The Ground Beneath My Feet / (Der Boden unter den Füßen , Austria 2018)

This title was a Berlinale Press Screening held in the Berlinale Palast; outside the Festival the Theater am Potsdamer Platz. This is has a vast auditorium seating 1600 people with two balconies. It is a sign of the size of the media coverage of the Berlinale that on a Saturday morning the auditorium looked more than half-full. There is a large screen, 17 by 8 metres and good quality 4K digital projection and Atmos sound.

This title was one in the Festival Competition. It was written and directed by Marie Kreutzer. She has had made some short film, television titles and two previous cinema features; neither seems to have received a British release.

This film shares some plot features with the earlier Toni Erdmann (2016). Fortunately for me, it played the comparable story not for idiosyncratic humour but full-blooded drama. Lola (Valerie Pachner) is a driven and rising star in a multi-national business consultancy. Several times in the film she flies off from her spare, clinical home apartment in Vienna to the latest site where the company is selling ‘downsizing’ to a troubled firm. In this case the site is Rostock, though we do not encounter any of the contemporary Russian robber-barons.

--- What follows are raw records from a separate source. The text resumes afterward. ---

PR #1238, opened 2017-05-16
REL-1787: Fixed arithmetic overflow in converting from hh:mm:ss to Long in ms.

sraaphorst:
In `TimingWindowImporter`, in converting from an `hh` and `mm` (and optional `ss`) specified as `Int` to a `Long` in ms, I did not convert the `hh`, `mm`, and `ss` to `Long`s first, which resulted in 32-bit integer arithmetic overflow for large values of `hh` (e.g. 720 as stated in @andrewwstephens's comment in the REL task). 

Now I convert the time elements first to `Long`s so that the arithmetic is performed in 64 bits, and the computation acts as expected instead of resulting in a negative time value.

I also added a test case for this.

In addition, as per Andy's recommendation, I changed the icon for timing window imports for clarity.

### DIFF
--- a/bundle/jsky.app.ot/src/main/java/jsky/app/ot/gemini/editor/sitequality/SiteQualityPanel.java
+++ b/bundle/jsky.app.ot/src/main/java/jsky/app/ot/gemini/editor/sitequality/SiteQualityPanel.java
@@ -179,7 +179,7 @@ final class SiteQualityPanel extends JPanel {
                     ButtonFlattener.flatten(this);
                 }});
 
-                add(new JButton(Resources.getIcon("eclipse/download.gif")) {{
+                add(new JButton(Resources.getIcon("eclipse/openbrwsr.gif")) {{
                     setToolTipText("Import timing windows from text file");
                     setFocusable(false);
                     addActionListener(e -> {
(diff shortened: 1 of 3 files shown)


cquiroz:
How can you overflow in hours? I guess is not hours of a day

bundle/jsky.app.ot/src/main/java/jsky/app/ot/gemini/editor/sitequality/SiteQualityPanel.java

Lola is in charge of a new and nearly completed project. Her career is helped by her relationship with senior manager Elise (Mavie Hörbiger). But this advantage unravels because of the her family complications. Officially an orphan she has an elder sister Conny (Pia Hierzegger). Conny suffers from paranoid schizophrenia.

Lola finds that she cannot manage/help her sister in the disciplined manner in which she works. As she struggles to balance one life against another we also discover some of the troubled background of the sisters. This includes the reason why at work Lola passes for an ‘orphan’; emotionally this is partly true.

The study of the Machiavellian environment in which she works is well done. Her colleagues run the gamut from the ruthless career climbers to the naïve juniors. It is easy to see how these contrary characters will emerge as the contract reaches agreement.

 

If the workplace is somewhat conventional the hospital and mental institution which shelters Conny is more interesting and complex. As the production narrative develops the sister’s relationship becomes the most interesting facet. But Lola has left addressing this situation squarely to a very late stage.

The leads are very good: Valerie Pachner dominates the story and the screen. The sexual relationship between the two women is overt and convincing. The plot, as I suggest, is in many ways conventional but the resolution is not just predictable but worthy of attention. The title was shot on 35mm in a scope format and colour. The screening used a digital transfer to DCP which was well done and offered a good image and sound with English sub-titles. The camerawork is well done. The use of mid-shots and close-ups in confined work spaces often suggest the claustrophobia in the company. Whilst in Vienna, and outside the white and metallic apartment, open-air sequences enjoy excellent tracking shots which emphasize the sense of the title.

The screening at the Berlinale was organised by Picture Tree International. I did not find any titles from the company that I recognised from a British release. The home market is not that receptive to Austrian titles [or quite a few other European industries]. The production has enough drama and is a relatively mainstream offerings. We may well in due course see it in Britain.